# Towing



## daniellepark (Aug 29, 2007)

hello (new camper)

we just put a down payment on a 26rs. we have been camping for a long time but are new to the luxury of an actual camper. we are now looking for a truck that will tow. the problem is i don't want a HUGE truck because it will be for everyday use by me. do we need something as big as an exercusion or tahoe? we have been checking out trial blazers. any suggestions?? 
thank you very much








danielle


----------



## RizFam (Feb 25, 2006)

*CONGRATULATIONS &*







*TO OUTBACKERS*


----------



## campmg (Dec 24, 2005)

First off, welcome to OUtbackers. You've come to the right place.

I think the 26rs is too big a camper for a Trailblazer. For one, the wheelbase is too short and without looking at the weight numbers, a Trailblazer probably doesn't have enough capacity for that size trailer. I would get a Suburban / Yukon XL with the 130" wheelbase. You may get it done with a regular size Tahoe or Yukon but I did it with the 25rss and never felt totally secure.

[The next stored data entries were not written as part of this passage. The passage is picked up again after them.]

Issue #11491, opened 2026-03-10
[BUG] shortURL does not work properly with storeInSessionStorage


abbyhu2000:
**Describe the bug**

The root cause is a fundamental incompatibility between OpenSearch Dashboards short URL functionality and the setting when enabled. When storeInSessionStorage is ON, dashboard state is stored in browser sessionStorage with URLs containing only hash references. Opening a short URL in a different browser, session, or tab causes hashedItemStore.getItem(stateHash) to return null, triggering the error in the retrieveState() function. 

**To Reproduce**

**Expected behavior**

**OpenSearch Version**
Please list the version of OpenSearch being used.

**Dashboards Version**
Please list the version of OpenSearch Dashboards being used.

**Plugins**

Please list all plugins currently enabled.

**Screenshots**

**Host/Environment (please complete the following information):**
 - Browser and version [e.g. 22]

**Additional context**

PR #11506, opened 2026-03-12
Add _q _v flag to hash and unhash logics

abbyhu2000:
### Description

We miss _q and _v in the URL hash/unhash logics, thus causing share link feature to break when we turn on session storage. It was broken for both explorer and classic discover since both uses the flags to store states.

### Issues Resolved

https://github.com/opensearch-project/OpenSearch-Dashboards/issues/11491

## Screenshot

previous:

https://github.com/user-attachments/assets/f1b56d0a-8faa-457f-bb5b-aac4

https://github.com/user-attachments/assets/07cf264a-9ecf-4b12-ae40-cb694981bb02

4abb7852

after:

new explorer
https://github.com/user-attachments/assets/8d7f5fcc-0493-4ef2-9d7f-263c1a594701

classic discover

https://github.com/user-attachments/assets/07c37daa-ce07-43ee-bd78-f50236cd494d

visualization

https://github.com/user-attachments/assets/9aa21023-7d17-40cf-bc83-1203b3e957f4

## Changelog
- fix: Fix share links when session storage is on

### Check List

- [ ] All tests pass
  - [ ] `yarn test:jest`

### DIFF
--- a/changelogs/fragments/11506.yml
+++ b/changelogs/fragments/11506.yml
@@ -1,0 +1,2 @@
+fix:
+- Fix share links when session storage is on ([#11506](https://github.com/opensearch-project/OpenSearch-Dashboards/pull/11506))


ruchidh:
can we test it like large number of filters, as that's what cx reported ?
also if we can double check the viz page too

abbyhu2000:
> can we test it like large number of filters, as that's what cx reported ? also if we can double check the viz page too

will do, but can we merge this in first? this is a bug that needs to be fixed for explorer

Maosaic (approved):

LDrago27:
@abbyhu2000 The test of 

> share link feature to break when we turn on session storage

Seems a bit of niche use case. Do we want to add in a cypress test to capture this .

abbyhu2000:
> @abbyhu2000 The test of
> 
> > share link feature to break when we turn on session storage
> 
> Seems a bit of niche use case. Do we want to add in a cypress test to capture this .

good point, will add a task to add a cypress test for this specific scenario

Probably not what you want to hear but better off being safe. Good luck in your search.


----------



## bill_pfaff (Mar 11, 2005)

campmg said:


> First off, welcome to OUtbackers. You've come to the right place.
> 
> I think the 26rs is too big a camper for a Trailblazer. For one, the wheelbase is too short and without looking at the weight numbers, a Trailblazer probably doesn't have enough capacity for that size trailer. I would get a Suburban / Yukon XL with the 130" wheelbase. You may get it done with a regular size Tahoe or Yukon but I did it with the 25rss and never felt totally secure.
> 
> Probably not what you want to hear but better off being safe. Good luck in your search.


Ditto


----------



## Nathan (Jan 2, 2007)

1st: WELCOME to Outbackers!!!









2nd: Think bigger than midsize SUV. Find something on a 1/2 ton frame (minimum... you can always go bigger!







). Longer wheelbases are definetly better. An Expedition might be ok, but the EL version would be better. Supercrew trucks are sometimes a lot cheaper than the 1/2 ton SUV's so if you don't require as much covered space or seating, consider one of those. Good luck with your decision.


----------



## camping479 (Aug 27, 2003)

Welcome!!

I agree, a trailblazer just isn't going to cut it as a tow vehicle, just not big enough.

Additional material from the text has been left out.